Companies operate online more than ever before using cloud technology. It means they can access a global customer base, and their teams can collaborate no matter where in the world they're located, which supports an increase in remote work. 

But those positives do come with challenges, and Workiva's (WK -0.36%) mission is to solve them. The company's platform unifies data and helps organizations with their reporting requirements in the growing digital sphere. 

Workiva just reported its financial results for the first quarter of 2023. It beat its prior guidance, prompting an increase to its forecast for the rest of the year. Its stock remains 44% below its all-time high amid the broader sell-off in the technology sector, and here's why that's a dip worth buying.

Workiva solves modern-day business problems

When employment involved being in the office for most of the week, it was very easy for upper management within large organizations to monitor the teams beneath them. But in a digital world where many employees work remotely -- sometimes in an entirely different country -- visibility over workflows can become a challenge because teams might be working across dozens of different online applications.

That means when it's time to create reports for financial disclosures or simply to inform the executive team, managers are left piecing information together from different sources. That's one of the problems Workiva solves. It can be integrated with dozens of mainstream applications, from Alphabet's Google Cloud and Google Drive, to Microsoft's Excel and SharePoint. 

Workiva can pull data from all those sources into one dashboard, which becomes the single source of truth for management. Then, the company provides thousands of plug-and-play reporting templates, which makes disclosures simple. They're especially useful for public companies that need to report to the Securities and Exchange Commission on a regular basis, which is a reason seven of America's eight largest banks use Workiva. 

While Workiva's bread and butter is in financial and compliance-related reporting, it has expanded into a new vertical called ESG reporting, which stands for environmental, social, and governance. I'll touch on the size of this opportunity in a moment, but spoiler alert: It's big.

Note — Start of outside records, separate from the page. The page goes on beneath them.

Issue #3976, opened 2023-04-19
[Bug]: Bad performence of ReactRenderer


fantasticit:
### Which packages did you experience the bug in?

react

### What Tiptap version are you using?

2.0.1

### What’s the bug you are facing?

The render method of ReactRenderer is called every time I type, which causes the editor to lag. Is there a way to improve this? Also, is it possible to add a viewport judgment inside the NodeViewContent to determine whether to render it or not to optimize performance?

```
import React from 'react';

import { Node } from '@tiptap/core';
import { NodeViewContent, NodeViewProps, NodeViewWrapper, ReactNodeViewRenderer } from '@tiptap/react';

export const CardView: React.FC<NodeViewProps> = ({ editor, node, getPos }) => {
  return (
    <NodeViewWrapper>
      {/* {some other element} */}
      <NodeViewContent />
    </NodeViewWrapper>
  );
};

export const Card = Node.create({
  name: 'card',
  group: 'card',
  content: 'block+',
  inline: false,
  isolating: true,
  marks: '',

  addNodeView() {
    return ReactNodeViewRenderer(CardView);
  },
});

Document.extend({ content: `card+` })
```

### What browser are you using?

Chrome

### What did you expect to happen?

improve performence 

### Did you update your dependencies?

- [X] Yes, I’ve updated my dependencies to use the latest version of all packages.

### Are you sponsoring us?

- [ ] Yes, I’m a sponsor. 💖

C-Hess:
> The render method of ReactRenderer is called every time I type, which causes the editor to lag

I don't think there's any safe optimizations to be made for this behavior that can be handled by the library itself, or without a breaking change. The `editor` object, which is in charge of maintaining TipTap's internal state, is passed down to all React node views. As a result, every change to the editor _should_ result in a re-render of node views. Otherwise, node views that depend on this behavior and have side effects that require a re-render will no longer be able to do so.

I wonder if a `useEditor` hook could be useful here. Node views may not need to re-render as frequently since only node views that use this `useEditor` hook would re-render when the editor content is changed outside of the node's "domain."

Anyways, if you are worried about performance when rendering a complicated node view, you can instead create an inner component that uses [React's `memo` higher-order-function](https://react.dev/reference/react/memo). Then, make it so your component only accepts props that, if changed, should trigger a re-render. You should get virtually the same performance benefits you're likely seeking.

>  is it possible to add a viewport judgment inside the NodeViewContent to determine whether to render it or not to optimize performance

[...]

Issue #4492, opened 2023-09-30
[Bug]: Usage of ReactNodeViewRender drastically reduces performance for large Text


wasular:
### Which packages did you experience the bug in?

core

### What Tiptap version are you using?

2.1.6

### What’s the bug you are facing?

If I use this simple React Component as Wrapper for a Custom Paragraph the performance drastically reduces for large text. Luckily in my use case I don't need to use React Render for the Paragraph but there seems to be some performance bug which could be critical for other users.

```js
import { NodeViewWrapper, NodeViewContent } from '@tiptap/react';
import DragIndicatorIcon from '@mui/icons-material/DragIndicator';
import styles from './DraggableNodeView.module.scss';
import React from 'react';

const DraggableNodeView = ({ contentComponent: ContentComponent, ...props }) => {
  return (
    <NodeViewWrapper className={styles.node__wrapper}>
      <DragIndicatorIcon draggable="true" data-drag-handle className={styles.drag__icon} />
      {ContentComponent ? (
        <ContentComponent {...props} />
      ) : (
        <NodeViewContent className={styles.node__content} />
      )}
    </NodeViewWrapper>
  );
};

export default DraggableNodeView;
```

I now switched to vanilla html and js for this and it works

```js
import { Paragraph } from '@tiptap/extension-paragraph';

const CustomParagraph = Paragraph.extend({
  draggable: true,
  addNodeView() {
    return () => {
      const dom = document.createElement('div');
      dom.className = 'node__wrapper';

      const dragIcon = document.createElement('div');
      dragIcon.draggable = true;
      dragIcon.setAttribute('data-drag-handle', '');
      dragIcon.className = 'drag__icon';
      dragIcon.innerHTML =
        'svg';
      dom.appendChild(dragIcon);

      const content = document.createElement('div');
      content.className = 'node__content';
      dom.appendChild(content);

      return {
        dom: dom,
        contentDOM: content,
      };
    };
  },
});

export default CustomParagraph;
```

### What browser are you using?

Chrome

### What did you expect to happen?

Using a simple React render should not have this big of influence on the performance.

### Did you update your dependencies?

- [X] Yes, I’ve updated my dependencies to use the latest version of all packages.

### Are you sponsoring us?

- [ ] Yes, I’m a sponsor. 💖

jackbb147:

Workiva saw the fastest growth from its largest customers

The larger and more complex an organization is, the more likely it is to need Workiva's software. The company currently serves 5,754 customers in total, but its fastest-growing cohorts are those spending the most money.

At the end of Q1, Workiva had 1,363 customers with an annual contract value of at least $100,000, up 21% year over year. It had 746 customers spending a minimum of $150,000, an increase of 24%. And in its largest bracket, those spending at least $300,000 per year rose 33% to 247. 

Three charts showing Q1 growth of Workiva's top-spending customer cohorts over the last three years.

Data source: Workiva.

Workiva delivered $150.2 million in revenue in Q1 on the back of that customer growth, which was above its guidance. As a result, the company issued a small increase to its full-year 2023 revenue forecast, taking it from $626 million to $628 million at the top of the range. 

Workiva also generated a smaller loss in Q1 than it had expected. Its bottom line was in the red to the tune of $46.2 million compared to its $52 million estimate. This is a key metric to watch because investors are currently shunning companies that aren't managing costs effectively in this difficult economic environment. Workiva estimates its net loss will shrink to $26 million in the second quarter. 

Workiva's largest opportunity ever could be in ESG reporting

While the ESG segment is still new, major economic powers -- including the United States, Europe, and the United Kingdom -- are gradually mandating that large companies document their effect on the world around them, beyond their financial results for shareholders. That includes reporting carbon emissions, water usage, diversity in the workforce, and community effect, to name just a few metrics.

In 2024, more than 50,000 companies across Europe will have to report standardized ESG measures, and that number will only grow in the following years -- which is a major tailwind for Workiva. Its ESG platform allows customers to design their frameworks, collect the necessary data, and connect their teams so they can collaborate on reports. 

According to an estimate by global consulting firm PwC, the market for ESG software was worth $10 billion in 2021 and is expected to grow by 12% annually through 2026, taking it to $17.6 billion by that point. 

Viewed against Workiva's estimated $628 million in 2023 revenue and the company's current market capitalization of $4.4 billion, it becomes clear there's plenty of room for growth. With Workiva's stock price down 44% from its all-time high, now might be a great time for investors to buy ahead of the company's long-term opportunity.